**Exercise aim:** Please restate the following records word for word.

(Saved entries)
PR #102, opened 2022-09-12
fix!: Fix object parsing, remove HTTP

toddbaert:
- fixes: https://github.com/open-feature/node-sdk-contrib/issues/101
- removes http service (BREAKING)
- removes axios peer dep in flagd provider
- adds GRPC testing

Closes: https://github.com/open-feature/node-sdk-contrib/issues/101


libs/providers/flagd/src/lib/flagd-provider.ts
```diff
@@ -3,45 +3,38 @@ import {
...
   metadata = {
-    name: 'flagD Provider',
+    name: 'flagd Provider',
   };
 
   private readonly service: Service;
 
-  constructor(options?: FlagdProviderOptions) {
-    const { service, host, port, protocol }: FlagdProviderOptions = {
+  constructor(options?: FlagdProviderOptions, service?: GRPCService) {
```
toddbaert, line 24: This is a non-breaking changes that allows the injection of a GRPCService instance. Few will probably use this, but it makes testing much easier.

libs/providers/flagd/src/lib/service/grpc/service.ts
```diff
@@ -8,21 +9,24 @@ import {
...
+  protocol: Protocol
 }
+
 export class GRPCService implements Service {
   client: ServiceClient;
 
-  constructor(options: GRPCServiceOptions) {
-    const { host, port } = options;
-    this.client = new ServiceClient(
+  constructor(options: GRPCServiceOptions, client?: ServiceClient) {
```
toddbaert, line 24: Again allowing injection of `ServiceClient` for easy testing (we can inject a mock)

libs/providers/flagd/src/lib/service/grpc/service.ts
```diff
@@ -126,4 +130,9 @@ export class GRPCService implements Service {
       };
     }
   }
+
+  private convertContext(context: EvaluationContext): Struct {
+    // JsonValue closely matches EvaluationContext, this is a safe cast.
+    return Struct.fromJson(context as JsonValue);
+  }
```
toddbaert, line 137: Reduced some duped code here, also instead of stringifying, then converting to struct, we just convert directly to struct which should improve performance.

beeme1mr (approved):

libs/providers/flagd/src/lib/service/grpc/service.ts
```diff
@@ -110,10 +114,10 @@ export class GRPCService implements Service {
     try {
       const { response } = await this.client.resolveObject({
         flagKey,
-        context: Struct.fromJsonString(JSON.stringify(context)),
+        context: this.convertContext(context),
       });
       return {
-        value: response.value as T,
+        value: (response.value ? Struct.toJson(response.value) : undefined) as T,
```
toddbaert, line 120: This is the actual fix.

beeme1mr: Should we throw if value is undefined? I think an undefined value is invalid.

toddbaert: I wasn't sure about this. Why do you think an undefined value is invalid?

beeme1mr: The value is required but since it's a generic I suppose technically it can be undefined.

https://github.com/open-feature/node-sdk/blob/main/src/types.ts#L202

It just doesn't seem like the behavior I would expect. In what situation would an undefined value be useful? Is this something we had to worry about with the Java provider?

toddbaert: > The value is required but since it's a generic I suppose technically it can be undefined.

That's part of the problem. I think we need to refine the type to not be generic, but something more representative of structured data, like it is in the Java/dotnet SDK. In Java/dotnet, a node (`Value`) can be returned which represents a JSON `null`. I think we should refine the type to be more like the `Evaluation Context` type, which extends this:

`export type JSONValue = null | string | number | boolean | Date | { [x: string]: JSONValue } | Array<JSONValue>;`.

This is also more in-line with the other SDKs, where the context and the object resolver return type are similarly structured (though not exactly the same).

> It just doesn't seem like the behavior I would expect. In what situation would an undefined value be useful? Is this something we had to worry about with the Java provider?

In other SDKs we've structured things very flexibly, so anything like a JSON node can be returned (this also worked great for other data-interchange formats, see [GRPC's object type](https://github.com/timostamm/protobuf-ts/blob/3eea598471fb9c891c8b6da06bc1cbe18bc3457e/packages/runtime/src/json-typings.ts#L10)) so `null`ish values make sense. To your point, this isn't the same as undefined though. I'm not sure what would happen if the value returned in the GRPC message was completely missing in Java.

toddbaert: Throwing parse error now.

beeme1mr (approved):

james-milligan (approved):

**Reply to the exercise:**
PR #102, opened 2022-09-12
fix!: Fix object parsing, remove HTTP

toddbaert:
- fixes: https://github.com/open-feature/node-sdk-contrib/issues/101
- removes http service (BREAKING)
- removes axios peer dep in flagd provider
- adds GRPC testing

Closes: https://github.com/open-feature/node-sdk-contrib/issues/101


libs/providers/flagd/src/lib/flagd-provider.ts
```diff
@@ -3,45 +3,38 @@ import {
...
   metadata = {
-    name: 'flagD Provider',
+    name: 'flagd Provider',
   };
 
   private readonly service: Service;
 
-  constructor(options?: FlagdProviderOptions) {
-    const { service, host, port, protocol }: FlagdProviderOptions = {
+  constructor(options?: FlagdProviderOptions, service?: GRPCService) {
```
toddbaert, line 24: This is a non-breaking changes that allows the injection of a GRPCService instance. Few will probably use this, but it makes testing much easier.

libs/providers/flagd/src/lib/service/grpc/service.ts
```diff
@@ -8,21 +9,24 @@ import {
...
+  protocol: Protocol
 }
+
 export class GRPCService implements Service {
   client: ServiceClient;
 
-  constructor(options: GRPCServiceOptions) {
-    const { host, port } = options;
-    this.client = new ServiceClient(
+  constructor(options: GRPCServiceOptions, client?: ServiceClient) {
```
toddbaert, line 24: Again allowing injection of `ServiceClient` for easy testing (we can inject a mock)

libs/providers/flagd/src/lib/service/grpc/service.ts
```diff
@@ -126,4 +130,9 @@ export class GRPCService implements Service {
       };
     }
   }
+
+  private convertContext(context: EvaluationContext): Struct {
+    // JsonValue closely matches EvaluationContext, this is a safe cast.
+    return Struct.fromJson(context as JsonValue);
+  }
```
toddbaert, line 137: Reduced some duped code here, also instead of stringifying, then converting to struct, we just convert directly to struct which should improve performance.

beeme1mr (approved):

libs/providers/flagd/src/lib/service/grpc/service.ts
```diff
@@ -110,10 +114,10 @@ export class GRPCService implements Service {
     try {
       const { response } = await this.client.resolveObject({
         flagKey,
-        context: Struct.fromJsonString(JSON.stringify(context)),
+        context: this.convertContext(context),
       });
       return {
-        value: response.value as T,
+        value: (response.value ? Struct.toJson(response.value) : undefined) as T,
```
toddbaert, line 120: This is the actual fix.

beeme1mr: Should we throw if value is undefined? I think an undefined value is invalid.

toddbaert: I wasn't sure about this. Why do you think an undefined value is invalid?

beeme1mr: The value is required but since it's a generic I suppose technically it can be undefined.

https://github.com/open-feature/node-sdk/blob/main/src/types.ts#L202

It just doesn't seem like the behavior I would expect. In what situation would an undefined value be useful? Is this something we had to worry about with the Java provider?

toddbaert: > The value is required but since it's a generic I suppose technically it can be undefined.

That's part of the problem. I think we need to refine the type to not be generic, but something more representative of structured data, like it is in the Java/dotnet SDK. In Java/dotnet, a node (`Value`) can be returned which represents a JSON `null`. I think we should refine the type to be more like the `Evaluation Context` type, which extends this:

`export type JSONValue = null | string | number | boolean | Date | { [x: string]: JSONValue } | Array<JSONValue>;`.

This is also more in-line with the other SDKs, where the context and the object resolver return type are similarly structured (though not exactly the same).

> It just doesn't seem like the behavior I would expect. In what situation would an undefined value be useful? Is this something we had to worry about with the Java provider?

In other SDKs we've structured things very flexibly, so anything like a JSON node can be returned (this also worked great for other data-interchange formats, see [GRPC's object type](https://github.com/timostamm/protobuf-ts/blob/3eea598471fb9c891c8b6da06bc1cbe18bc3457e/packages/runtime/src/json-typings.ts#L10)) so `null`ish values make sense. To your point, this isn't the same as undefined though. I'm not sure what would happen if the value returned in the GRPC message was completely missing in Java.

toddbaert: Throwing parse error now.

beeme1mr (approved):

james-milligan (approved):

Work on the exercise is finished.